Para a presidente do Conselho de Administração da associação, Bárbara Rubim, um dos principais avanços é a regulamentação do suprimento de última instância (SUI), mecanismo destinado a garantir o atendimento dos consumidores que eventualmente fiquem sem fornecedor no mercado livre.
“Até 2030, essa função será exercida pelas distribuidoras, enquanto, posteriormente, poderá ser desempenhada por outros agentes do mercado, conforme regulamentação da Agência Nacional de Energia Elétrica (Aneel). Na prática, a possibilidade de participação de diferentes agentes poderá estimular a concorrência e criar mais oportunidades de negócios no setor”, comentou.
O decreto também prevê que o consumidor poderá ser representado por agente varejista, sem necessidade de adesão direta à Câmara de Comercialização de Energia Elétrica (CCEE). “O modelo pode facilitar o acesso de consumidores de menor porte ao mercado livre, desde que as regras de contratação e migração sejam estruturadas de maneira simples, transparente e previsível”, pontua Bárbara.

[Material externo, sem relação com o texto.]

PR #739, opened 2025-06-30
Integration tests modularization

dmitrii-artuhov:
This PR extracts integration tests of `lincheck`, `trace-debugger`, and `trace-recorder` into a separate sub-project. Meaning the following structure:

```txt
:
\
  :integration-test
    :common (common code for the rest of the subprojects)
    :lincheck
    :trace-debugger
    :trace-recorder

: - (sub)project
```


integration-test/build.gradle.kts
```diff
@@ -0,0 +1,204 @@
...
+        lincheckIntegrationTestImplementation("junit:junit:$junitVersion")
+        lincheckIntegrationTestImplementation("org.jctools:jctools-core:$jctoolsVersion")
+
+        // traceDebuggerIntegrationTest
+        val traceDebuggerIntegrationTestImplementation by configurations
+        val traceDebuggerIntegrationTestRuntimeOnly by configurations
+
+        traceDebuggerIntegrationTestImplementation("junit:junit:$junitVersion")
+        traceDebuggerIntegrationTestImplementation("io.mockk:mockk:${mockkVersion}") // transitively includes junit 5, which is needed to
+                                                                                     // parse junit-5 '@Test' annotations from method definitions
```
dmitrii-artuhov: There are better solutions:
- explicitly depend on different junit version that we plan to support (`4.x`, `5.x`, any more?) in the integration-test subproject
- extract runtime classpath from the test that we compile (already done in the 2nd init-script), and access the `method.annotations` property, so that classloading is done via a custom URI classloader which uses that runtime classpath

ndkoval:
@dmitrii-artuhov, could you please clarify why `src/test` and `src/main` should be present in the `integration-test` core?

dmitrii-artuhov:
@ndkoval I wrote them just as an example, in fact only `src/test` is present because it stores common code for trace-recorder/debugger (`AbstractTraceIntegrationTest.kt` class).
Not sure if it should be `test` source set and not `main`. But this is changed easily, so does not really matter which one I use, imho

ndkoval:
@dmitrii-artuhov what do you think about an alternative structure without having a module containing both source code and submodules?

```
:integration-test
    * common
    * lincheck
    * trace-debugger
    * trace-recorder
```

dmitrii-artuhov:
@ndkoval well, I guess I am not very good at drawing diagrams) The structure right now is exactly what you have written. The only difference is that `common` source set is now called `src/test`, I can rename it 

By `:root` I mean the root of the project, basically `:`

integration-test/lincheck/org/jetbrains/lincheck_test/guide/ConcurrentMapTest.kt
```diff
@@ -41,6 +43,6 @@ class ConcurrentSkipListMapTest {
     @Test
     fun modelCheckingTest() = ModelCheckingOptions()
         .checkObstructionFreedom(true)
-        .analyzeStdLib(true)
+        .analyzeStdLib(true) //  TODO: cannot access internal APIs of the main source set, old way does not work between projects
```
dmitrii-artuhov: Remove `TODO`, it is now fixed

settings.gradle.kts
```diff
@@ -26,3 +26,5 @@ rootProject.name = name
 
 include(":bootstrap")
 include(":trace")
+
```
dmitrii-artuhov: Remove new-line here

ndkoval:
@dmitrii-artuhov, should common, lincheck, trace-debugger, and trace-recorder be source sets or submodules? I would suggest the latter, as it would (1) give more flexibility in how we run these tests, (2) ensure these parts do not depend on each other (besides `common`), and (3) make it easy to move them later if needed.

buildSrc/src/main/kotlin/Toolchain.kt
```diff
@@ -37,4 +40,49 @@ fun KotlinCompile.setupKotlinToolchain(javaToolchains: JavaToolchainService, jdk
     kotlinJavaToolchain.toolchain.use(javaToolchains.launcherFor {
         languageVersion.set(JavaLanguageVersion.of(jdkToolchainVersion))
     })
+}
+
+fun Test.configureJvmTestCommon(project: Project) {
```
eupp: Let's move to a new file `Testing.kt`

eupp (changes requested):
Let's organize integration tests into sub-projects, instead of source sets, as @ndkoval suggested. 

Otherwise looks good, thanks!

integration-test/trace-debugger/org/jetbrains/test/trace/debugger/AbstractTraceDebuggerIntegrationTest.kt
```diff
@@ -8,13 +8,12 @@
  * with this file, You can obtain one at http://mozilla.org/MPL/2.0/.
  */
 
-package org.jetbrains.trace_debugger.integration
+package org.jetbrains.test.trace.debugger
```
dmitrii-artuhov: Here we can name the testing packages differently. As we discussed, no `_` underscores should be left in a code base. The `test` keyword here is first, because later when we change the `*.lincheck_test` package we cannot make it `*.lincheck.test`, because then these classes will not be transformed. However, we can introduce additional check in all necessary places, that if package name starts with `*.lincheck.test`, then we transform such classes. Or just name it `org.jetbrains.test.lincheck` to match the pattern I used here

dmitrii-artuhov: What do you think? Which looks better:
- `org.jetbrains.lincheck.test` 
   `org.jetbrains.trace.debugger.test` 
   `org.jetbrains.trace.recorder.test`
   
- `org.jetbrains.test.lincheck` 
   `org.jetbrains.test.trace.debugger`
    `org.jetbrains.test.trace.recorder`

eupp: To me `lincheck.test` is the most logical think, so I would instead change the instrumentation check. 
But let's do this in a separate PR to speed-up the process and avoid accidental bugs. 
For now I would propose to keep `lincheck_test` everywhere, so we can easily fix it everywhere all-at-once later.

integration-test/trace-debugger/build.gradle.kts
```diff
@@ -0,0 +1,41 @@
...
+    processResources {
+        duplicatesStrategy = DuplicatesStrategy.INCLUDE
+    }
+
+    registerTraceAgentIntegrationTestsPrerequisites()
+
+    val traceDebuggerIntegrationTest = register<Test>("traceDebuggerIntegrationTest") {
+        configureJvmTestCommon(project)
+        group = "verification"
+        include("org/jetbrains/test/trace/debugger/*")
```
eupp: Now that integration tests are split into sub-projects, do you still need this?

integration-test/trace-recorder/build.gradle.kts
```diff
@@ -0,0 +1,41 @@
...
+    processResources {
+        duplicatesStrategy = DuplicatesStrategy.INCLUDE
+    }
+
+    registerTraceAgentIntegrationTestsPrerequisites()
+
+    val traceRecorderIntegrationTest = register<Test>("traceRecorderIntegrationTest") {
+        configureJvmTestCommon(project)
+        group = "verification"
+        include("org/jetbrains/test/trace/recorder/*")
```
eupp: Now that integration tests are split into sub-projects, do you still need this?

integration-test/lincheck/build.gradle.kts
```diff
@@ -0,0 +1,30 @@
...
+    main {
+        java.srcDirs("src/main")
+    }
+
+    dependencies {
+        val junitVersion: String by project
+        val jctoolsVersion: String by project
+
+        implementation(project(":"))
+        implementation(rootProject.sourceSets["test"].output)
```
eupp, line 13: Newer saw dependencies declared like this before, is it ok?
Anyway, what exactly it depends on?
Depending on the answer, we may consider moving it to `common`.

integration-test/trace-recorder/build.gradle.kts
```diff
@@ -0,0 +1,41 @@
...
+
+        testClassesDirs = sourceSets["main"].output.classesDirs
+        classpath = sourceSets["main"].runtimeClasspath
```
eupp, line 41: I think previously it was for `rootProject`'s `main` source set. Do we still need it?

integration-test/trace-debugger/build.gradle.kts
```diff
@@ -0,0 +1,41 @@
...
+
+        testClassesDirs = sourceSets["main"].output.classesDirs
+        classpath = sourceSets["main"].runtimeClasspath
```
eupp, line 41: I think previously it was for rootProject's main source set. Do we still need it?

eupp:
Please also rebase on `develop` and align with previous modularization PR.

integration-test/trace-recorder/build.gradle.kts
dmitrii-artuhov: I need it, because classes of 'main' source set of the current project should be treated as tests. Changing the source sets of all integration tests to 'test' instead of 'main' would probably help, but then ':test' task will include all integration tests which we don't want

integration-test/lincheck/build.gradle.kts
eupp: I meant what definitions from `rootProject` test source set are required in integration tests? We might wanna move them to `common` instead.

integration-test/trace-recorder/build.gradle.kts
eupp: So ':test' task runs tests from all subprojects, right?
Is there any simpler way to disable this behavior, apart from moving tests to `main` source set?

eupp (commented):
See the comments in threads.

A especialista avalia que um importante avanço previsto no decreto é necessidade de publicização, pelos comercializadores varejistas, de produtos e contratos padronizados destinados aos consumidores. “Embora essa medida ainda dependa de regulamentação específica da Aneel, ela será fundamental para ampliar a transparência e permitir que consumidores tenham informações claras para comparar ofertas e compreender as condições de contratação antes de optar pela migração ao mercado livre”, declarou.
A ABSOLAR também acredita que a abertura do mercado deverá ser acompanhada de um amplo processo de educação e informação dos consumidores sobre o Ambiente de Contratação Livre (ACL), suas oportunidades, custos, condições e responsabilidades. “É fundamental traduzir a complexidade do mercado livre para uma linguagem acessível, para que cada consumidor possa compreender as alternativas disponíveis e tomar uma decisão adequada às suas necessidades. Uma comunicação clara e uma agenda de educação do consumidor serão essenciais para evitar frustrações, preservar a relação de confiança com os fornecedores e garantir que a abertura do mercado produza resultados positivos”, avalia o CEO da ABSOLAR, Rodrigo Sauaia.
Outro aspecto relevante do decreto é a possibilidade de retorno ao Ambiente de Contratação Regulada (ACR). O consumidor que migrar para o mercado livre poderá solicitar o retorno à distribuidora mediante aviso prévio, em regra, de um ano, prazo que poderá ser reduzido pela própria distribuidora ou por regulamentação da Aneel. “O decreto também determina que a agência estabeleça regras de portabilidade e mecanismos para prevenir condutas anticoncorrenciais nas migrações entre os ambientes de contratação”, lembra a presidente do Conselho de Administração.
Apesar dos avanços, Sauaia ressalta que ainda permanecem questões fundamentais para a efetiva operacionalização da abertura. “Entre os temas que ainda precisam ser detalhados estão a estrutura tarifária aplicável aos consumidores que migrarem para o ACL, o tratamento dos contratos de longo prazo, os procedimentos de migração e retorno ao ACR, as condições de representação por agentes varejistas, a portabilidade e a tarifação específica relacionada ao suprimento de última instância”, concluiu.